Despite being a selection of industrial evaluations, reporting the context factors seems to be of low priority. In 10% of the evaluations, we did not find any context descriptions at all. For the remaining 90% at least system factors such as size, complexity and type of system under test are reported. Only 30% described the current process, which will affect (or be affected by) the adoption of the technique and only 15% reported people-related factors.

Rather than providing a general and extensive description of the case context, as proposed in previous research (Petersen and Wohlin 2009) we recommend a careful selection of context factors to report and discuss. Such selection could be guided by the context-taxonomy provided in Table 4.

Study if and How the Proposed Context Factors are Relevant

In most cases, the relevance of the context factors described in the included papers is assumed rather than observed. Furthermore, they are described on a rather high abstraction level. Thus, there is room for more research on the relevance of various context factors for regression testing.
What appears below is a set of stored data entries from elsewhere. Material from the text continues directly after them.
PR #397, opened 2018-06-22
core: Fix highlight nick config save/load

digitalcircuit:
## In short

* Modernize `CoreHighlightRuleManager` via `SyncableObject` functions, following `DccConfig`
  * Fixes highlight nick configuration being reset on core/monolithic restart
  * Simplifies code
  * Fixes regression from [highlight protocol pull request #370](https://github.com/quassel/quassel/pull/370 )
* Save remote highlight rules if changed before importing local
  * Fixes losing unsaved rules when importing

Criteria | Rank | Reason
Impact | ★★★ *3/3* | User-facing common functionality - remembering highlight nick options
Risk | ★★☆ *2/3* | Core-side change, revertible with configuration loss

## Rationale
Persistence for **`Highlight Nicks`** is needed, for otherwise restarting the core **or the monolithic client** will reset nickname highlighting options, re-enabling if disabled and limiting to current nick if more had been chosen.

### Breaking changes
Anyone currently using the `master` branch will have to re-set-up their core-side highlight rules one more time (*sorry*).  Afterwards, settings persist as expected.

Upgrading from `0.12.5` or earlier works fine.

### Steps
1.  Set up core and client
2.  In `Configure Quassel…` → `Remote Highlights`, change **`Highlight Nicks`** to something non-default
    * E.g. `All Nicks from Identity`, `Case sensitive`
3.  Apply settings, shutdown core
4.  Launch core, reconnect
5.  Open configuration to `Remote Highlights` page

### Before
**`Highlight Nicks`** settings reset to default on every load.

### After
Even after core and client restarts, **`Highlight Nicks`** settings persist and have effect on core highlight behavior.

### DIFF
--- a/src/core/corehighlightrulemanager.cpp
+++ b/src/core/corehighlightrulemanager.cpp
@@ -23,35 +23,30 @@
 #include "core.h"
 #include "coresession.h"
 
+constexpr auto settingsKey = "HighlightRuleList";
+
 INIT_SYNCABLE_OBJECT(CoreHighlightRuleManager)
-CoreHighlightRuleManager::CoreHighlightRuleManager(CoreSession *parent)
-    : HighlightRuleManager(parent)
+CoreHighlightRuleManager::CoreHighlightRuleManager(CoreSession *session)
+    : HighlightRuleManager(session)
+    , _coreSession{session}
 {
-    CoreSession *session = qobject_cast<CoreSession*>(parent);
-    if (!session) {
-        qWarning() << "CoreHighlightRuleManager: unable to load HighlightRuleList. Parent is not a Coresession!";
-        //loadDefaults();
-        return;
-    }
+    // Load config from database if it exists
+    auto configMap = Core::getUserSetting(session->user(), settingsKey).toMap();
+    if (!configMap.isEmpty())
+        update(configMap);
+    // Otherwise, we just use the defaults initialized in the base class
 
-    initSetHighlightRuleList(Core::getUserSetting(session->user(), "HighlightRuleList").toMap());
-
-    // we store our settings whenever they change
+    // We store our settings whenever they change
     connect(this, SIGNAL(updatedRemotely()), SLOT(save()));
 }
 
-void CoreHighlightRuleManager::save() const
+void CoreHighlightRuleManager::save()
 {
-    CoreSession *session = qobject_cast<CoreSession *>(parent());
-    if (!session) {
-        qWarning() << "CoreHighlightRuleManager: unable to save HighlightRuleList. Parent is not a Coresession!";
-        return;
-    }
-
-    Core::setUserSetting(session->user(), "HighlightRuleList", initHighlightRuleList());
+    Core::setUserSetting(_coreSession->user(), settingsKey, toVariantMap());
 }
 
-bool CoreHighlightRuleManager::match(const RawMessage &msg, const QString &currentNick, const QStringList &identityNicks)
+bool CoreHighlightRuleManager::match(const RawMessage &msg, const QString &currentNick,
+                                     const QStringList &identityNicks)
 {
     return match(msg.text, msg.sender, msg.type, msg.flags, msg.target, currentNick, identityNicks);
 }
--- a/src/core/corehighlightrulemanager.h
+++ b/src/core/corehighlightrulemanager.h
@@ -25,6 +25,11 @@
 class CoreSession;
 struct RawMessage;
 
+/**
+ * Core-side specialization for HighlightRuleManager.
+ *
+ * Adds the ability to load/save the settings from/to the database.
+ */
 class CoreHighlightRuleManager : public HighlightRuleManager
 {
     Q_OBJECT
@@ -33,7 +38,12 @@ class CoreHighlightRuleManager : public HighlightRuleManager
     using HighlightRuleManager::match;
 
 public:
-    explicit CoreHighlightRuleManager(CoreSession *parent);
+    /**
+     * Constructor.
+     *
+     * @param[in] session Pointer to the parent CoreSession (takes ownership)
+     */
+    explicit CoreHighlightRuleManager(CoreSession *session);
 
     virtual const QMetaObject *syncMetaObject() const override { return &HighlightRuleManager::staticMetaObject; }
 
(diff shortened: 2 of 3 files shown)


digitalcircuit:
I did try the method from `CoreDccConfig`, of `toVariantMap()` and `update()`.  On upgrade, it didn't apply the right default settings (*picked `None` instead of `Current nick` despite header having initialized values*).  On a blank/fresh configuration, the core crashed.

I almost certainly was doing it wrong, just probably comes down to time to figure things out.

src/core/corehighlightrulemanager.cpp
```diff
@@ -34,24 +37,49 @@ CoreHighlightRuleManager::CoreHighlightRuleManager(CoreSession *parent)
...
+    setNicksCaseSensitive(highlightConfig["nicksCaseSensitive"].toBool());
+}
+
+
+QVariantMap CoreHighlightRuleManager::localInitExtraConfig() {
+    // TODO: Clean this up in a way that properly handles settings
+    QVariantMap highlightConfig;
+
+    highlightConfig["highlightNick"] = highlightNick();
+    highlightConfig["nicksCaseSensitive"] = nicksCaseSensitive();
```
Sput42: I would appreciate keys in maps starting with capital letter. I know we're not consistent everywhere (CoreInfo comes to mind), but where we can change it without breaking compat, or when introducing new maps, we should do it right.

src/core/corehighlightrulemanager.cpp
```diff
@@ -34,24 +37,49 @@ CoreHighlightRuleManager::CoreHighlightRuleManager(CoreSession *parent)
...
 }
 
 bool CoreHighlightRuleManager::match(const RawMessage &msg, const QString &currentNick, const QStringList &identityNicks)
 {
     return match(msg.text, msg.sender, msg.type, msg.flags, msg.target, currentNick, identityNicks);
 }
+
+
+void CoreHighlightRuleManager::localInitSetExtraConfig(const QVariantMap &highlightConfig) {
+    // TODO: Clean this up in a way that properly handles settings
```
Sput42: I'm not quite sure I understand the comment...

src/core/corehighlightrulemanager.h
```diff
@@ -50,5 +50,21 @@ public slots:
...
+     * @param highlightConfig Additional highlight configuration as a variant map
+     */
+    void localInitSetExtraConfig(const QVariantMap &highlightConfig);
+
+    /**
+     * Get additional configuration not contained within highlight rules
+     *
+     * @return Additional highlight configuration as a variant map
+     */
+    QVariantMap localInitExtraConfig();
```
Sput42: Both these methods are very confusingly named IMHO. The init* and initSet* methods have a very specific purpose in the context of syncable objects, but for "local" setters we should just be using normal names such as setHighlightConfig() or whatever. Maybe I'm not understanding correctly what you plan to do in the final version, though?

src/core/corehighlightrulemanager.cpp
```diff
@@ -34,24 +37,49 @@ CoreHighlightRuleManager::CoreHighlightRuleManager(CoreSession *parent)
...
+    Core::setUserSetting(session->user(), settingsKeyRules, initHighlightRuleList());
 }
 
 bool CoreHighlightRuleManager::match(const RawMessage &msg, const QString &currentNick, const QStringList &identityNicks)
 {
     return match(msg.text, msg.sender, msg.type, msg.flags, msg.target, currentNick, identityNicks);
 }
+
+
+void CoreHighlightRuleManager::localInitSetExtraConfig(const QVariantMap &highlightConfig) {
```
Sput42: Linebreak

src/core/corehighlightrulemanager.cpp
```diff
@@ -34,24 +37,49 @@ CoreHighlightRuleManager::CoreHighlightRuleManager(CoreSession *parent)
...
+    // TODO: Clean this up in a way that properly handles settings
+
+    // Make sure the default for _highlightNick is "CurrentNick" if not set
+    setHighlightNick(HighlightNickType(
+                         highlightConfig.value("highlightNick",
+                                               HighlightNickType::CurrentNick).toInt()));
```
Sput42: Is this weirdly indented, or does the Github UI fool me?

src/core/corehighlightrulemanager.cpp
```diff
@@ -34,24 +37,49 @@ CoreHighlightRuleManager::CoreHighlightRuleManager(CoreSession *parent)
...
+
+    setNicksCaseSensitive(highlightConfig["nicksCaseSensitive"].toBool());
+}
+
+
+QVariantMap CoreHighlightRuleManager::localInitExtraConfig() {
```
Sput42: Linebreak

src/core/corehighlightrulemanager.cpp
Sput42: I retract this request, I now understand that you plan to initialize the properties from the map using fromVariantMap(). In this case, the keys need to match the property names exactly, so lowerCamelCase is ok here.

digitalcircuit:
Thank you for the comments and review!

As discussed on IRC, this was more of a hackish "get something working for a beta deadline" approach in case `update()` for loading/`toVariantMap()` for saving can't be used [as it is in `CoreDccConfig`](https://github.com/quassel/quassel/blob/master/src/core/coredccconfig.cpp ).  My initial efforts looking into that resulted in crashes, but I'll try again.

As to why?  It'd be a lot cleaner to get rid of the manual `initSet`/`init` calls since the `update`/`toVariantMap` should automatically call them *and* automatically include all `Q_PROPERTY` items.  I'll have to test upgrading and clean install configuration to make sure the right default settings are being used.

I'll keep in mind the corrections you provided where applicable, and should we need a separate save/load method for nick configuration after all, I'll certainly apply the rest of the corrections to this, too.

digitalcircuit:
I've reworked this with the `update()`/`toVariantMap()` options, and everything on Linux seems to work!

In all cases below, I started/set up core, connected client, configured, shut down core, then started up core, checked settings persisted.

* Fresh configuration: **pass**
* Upgrade from faux-`0.12.5`: **pass**
  * I just deleted `HighlightRuleList` from the `user_setting` table on a `0.13` build
* Upgrade from `master`: **pass**
  * All existing core-side highlights are deleted, just this once

More extensive testing could be done, but this seems to at least make the situation better in the basic tests I used.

Study People-related Factors

As a research area struggling to gain traction in industry (Kapfhammer 2011; Juzgado et al. 2004; Bertolino 2007) we believe that there is a need to investigate people-related factors. The need for transparency and understandability that leads to trust in the results of regression testing techniques was highlighted by the industry partners. Only one study in our included set has investigated these factors (Engström et al. 2011). Future research in this direction that takes into account the needs and concerns of potential users may increase the likelihood of successful adoption of regression testing techniques in the industry.

11 Conclusion

In this paper, we report an extensive search for and an in-depth analysis of applicability and relevance of regression testing techniques reported in the literature. We focused on techniques that have been applied to large-scale software systems in industrial contexts. Based on the literature review and in collaboration with our industrial partners, we propose three taxonomies that enable practitioners and researchers to assess and compare the relevance and applicability of regression testing techniques for a given industrial context.

The taxonomies extend three out of the four facets of the SERP-test taxonomy (Engström et al. 2017): i.e. addressed context factors, desired improvements and characteristics of the techniques from an applicability point of view (required information and underlying assumptions). It allows for characterisation of regression techniques and helps to determine which of these techniques could be suitable in a given context and to indicate what benefits could be expected from its application. The identification of information needs for these techniques further assists a reader to reason about the implications regarding the cost of adoption (Ali 2016). In this report, we apply the taxonomies on the 38 papers that are included in the review. However, initially, we identified more than 1000 papers on regression testing and there are many techniques, not included in the review, that may still be relevant and applicable in some industrial contexts. The aim of the taxonomies is to support assessment also of them and of new proposals or adaptations of techniques.

In our interaction with the practitioners, we identified some discrepancies in researcher’s focus and the perceived needs in the industry. One such example is the commonly used measure of effectiveness in terms of various levels of code coverage. Some types of information (such as coverage information) that are extensively studied in the literature were found to be only partially relevant to the practitioners (e.g., only at the feature level) for evaluating the benefits of a regression testing technique. At the same time, some extremely relevant information in choosing technique (e.g. the context information) is completely neglected in some existing studies.

For academia, this study can help to use evaluation criteria and contexts that are representative of industrial needs. This work also supports reporting the research results to facilitate readers making an informed decision with a consideration for relevance to their context, potential benefits and the likely investment required to use the technique.